_REQUIRED ACTION_. In the records below, find the lines that include "diagonal" and copy each.

^^^^

Issue #376, opened 2020-04-30
reduce package size to below 5MB


adokter:
Addition of unit tests has brought the package size (again) above 5MB:

Tarball now 5012207 bytes, need to shed at least 12207 bytes for a CRAN submission

```
$ du -hc
476K	./man/figures
828K	./man
588K	./vignettes
204K	./tests/testthat
208K	./tests
400K	./R
4.0K	./build
1.7M	./inst/extdata
1.3M	./inst/doc
2.9M	./inst
1.4M	./data
6.3M	.
6.3M	total
```

adokter:
@peterdesmet we either have to tackle #376 within the next week or so, but I think it will be quite a bit of work to do that properly

My suggestion is to reduce the size of https://github.com/adokter/bioRad/blob/master/vignettes/ecog12354-fig-0002-m.jpg which you added as part of the bioRad vignette

peterdesmet:
I can add the external files to Zenodo quite easily, but I guess updating all the examples will be some work?

Can’t we hotlink the images to the url of the paper for now?

adokter:
> I guess updating all the examples will be some work?

Yes, and so many tests/examples depend on them that it slows down checks quite a bit, so prefer waiting

> Can’t we hotlink the images to the url of the paper for now?

Maybe, worth a try - what we need is the figure not showing up (or being reduced in size) in the tarball that is generated when you run `R CMD build bioRad`. Not sure if the file stays out of the tarball during vignette generation, even when you hotlink.

peterdesmet:
Hotlinked in e0b3f3b, but the figure does get encoded in the bioRad.html in the tarball 😕. Total size of tarball 4.5MB.

adokter:
```
du -hc man vignettes tests R inst data
528K    man/figures
908K    man
 68K    vignettes
260K    tests/testthat
264K    tests
464K    R
2.6M    inst/extdata
2.6M    inst
1.4M    data
5.7M    total
```

adokter:
@bart1 it's mostly the radar example data we need for running the examples

bart1:
I just checked gz compressing vpts.txt does not help

peterdesmet:
There is the suggestion to store the raw example data on Zenodo: https://github.com/adokter/bioRad/issues/317. Doing so might need updates to the examples (`{dontrun}`) and tests (`skip_if_offline()`).

adokter:
[...]

PR #577, opened 2023-05-17
Unit tests plots

CeciliaNilsson709:
Add the snapshots back to unit tests of the plotting functions, and ignore created images in the package build (thanks to @bart1!)


adokter:
Thanks @CeciliaNilsson709 - we also need to make sure none of the snap reference images get included in a CRAN build that we upload, because that will make the package larger than 5 Mb (https://github.com/adokter/bioRad/issues/376). I think adding relevant directories to .Rbuildignore should be able to accomplish that

CeciliaNilsson709:
That is already included in the pull request, thanks to Bart :)

bart1:
I can now reproduce the error local I just have to figure out what is really the problem

bart1:
It seems these test also fail on my computer outside of `covr`, therefore I'm not sure if this is actually the cause, that I'm reproducing. I guess to be sure we would need to adjust the workflows to get the artifacts from github.

For me the differences between the plots from @CeciliaNilsson709 and me are around the diagonal in the ppi plots and the date axis in some other plots. I have attached the `_snaps` directory for reference. If you unzip this and call: `testthat::snapshot_review(path='bioRad-tests/testthat/')` (replacing the path with the path to the directory that contains the unzipped `_snaps` directory) you will be able to visualize the differences. 

- The capitalization of the dates maybe relates to the difference between OS and time libraries, because one is capitalized and one not. 
- I'm less sure where the differences in the diagonal of the ppi plot come from

[_snaps.zip](https://github.com/adokter/bioRad/files/11511945/_snaps.zip)

PS I noticed mainly the vpts plots are somewhat big in file size of the uncompressed svg. One option would be to only plot those for half a day or so instead of the full example vpts.

PS2 I now see why those tests are not failing in the ubuntu and MACOS test in the github action. Because they apparently are based on the build package the reference plots are not in there (see `.Rbuildignore`) and thus new images are created instead of compared e.g.: https://github.com/adokter/bioRad/actions/runs/5003646884/jobs/8965139469?pr=577#step:9:827

bart1:
Did someone on windows run these test and see if the snaps are the same?

CeciliaNilsson709:
It sounds likely from your tests then that the problem probably comes back to slight differences between different systems then right?

I tried to look around a bit but mostly found others with similar problems and not really any solutions. One way to move forward quickly could be to skip these tests in GitHub actions, `skip_on_ci()`, and just use these tests locally. I guess it mostly depends on what we think the purpose of these tests are? Would it make sense to use them just as local tests when changing things (and then remember to start by creating new snaps?) or does that make it a bit pointless?

bart1:
> It sounds likely from your tests then that the problem probably comes back to slight differences between different systems then right?
> 
> I tried to look around a bit but mostly found others with similar problems and not really any solutions. One way to move forward quickly could be to skip these tests in GitHub actions, `skip_on_ci()`, and just use these tests locally. I guess it mostly depends on what we think the purpose of these tests are? Would it make sense to use them just as local tests when changing things (and then remember to start by creating new snaps?) or does that make it a bit pointless?

Yes its a bit tricky, maybe in some cases we could add a few arguments to make it more standardized (i.e. fix date range). 

But the problem between different systems will keep on popping up, as were all developing on different systems it might be hard to design tests that are stable enough and still meaning full. It would definitely be good to have them around in case were changing things to test manual. It would just mean we would first have to generate existing plots each time and then implement the changes to see if something changes. This is quite elaborate therefore the online cicd would be nice, especially as plots could be quite sensitive for changes in the underlying functions. Maybe accepting my snaps would make the tests less likely to fail as they are made on linux but better would be to get them from the workflows directly and have them actually as an artifact so they are easier check and update in the future.

CeciliaNilsson709:
> but better would be to get them from the workflows directly and have them actually as an artifact so they are easier check and update in the future.

Are you then suggesting saving artefacts from each systems workflow, or how do you mean? 

As a side note: I looked into whether this would be easier if we changed all plot functions to ggplot (currently only plot.scan uses ggplot while the others use base plot). However the gg objects (not the rendered plots) are quite big, so saving those would take up some space (although I guess these could also be skipped in the build for CRAN?). So far I am also struggling with getting saved ggplot objects to be identical to newly created ones, and then of course if going down this path we would need to start by changing the plotting functions to ggplot. I do seem to remember that we wanted to do this anyway, but so far I am not sure it would help with this issue here.

PietrH:
> As a side note: I looked into whether this would be easier if we changed all plot functions to ggplot (currently only plot.scan uses ggplot while the others use base plot). However the gg objects (not the rendered plots) are quite big, so saving those would take up some space (although I guess these could also be skipped in the build for CRAN?). So far I am also struggling with getting saved ggplot objects to be identical to newly created ones, and then of course if going down this path we would need to start by changing the plotting functions to ggplot. I do seem to remember that we wanted to do this anyway, but so far I am not sure it would help with this issue here.

You can also check ggplot objects for specific properties instead of saving the object as a snapshot. So depending on what it is exactly that you are trying to test, this would work as well. If there are variations on the input data (floating point errors for example), you can use `testthat::expect_equal()` instead of `testthat::expect_identical()`.

For example:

^^^^

_RESPONSE TO THIS EXERCISE_.
For me the differences between the plots from @CeciliaNilsson709 and me are around the diagonal in the ppi plots and the date axis in some other plots. I have attached the `_snaps` directory for reference. If you unzip this and call: `testthat::snapshot_review(path='bioRad-tests/testthat/')` (replacing the path with the path to the directory that contains the unzipped `_snaps` directory) you will be able to visualize the differences. 
- I'm less sure where the differences in the diagonal of the ppi plot come from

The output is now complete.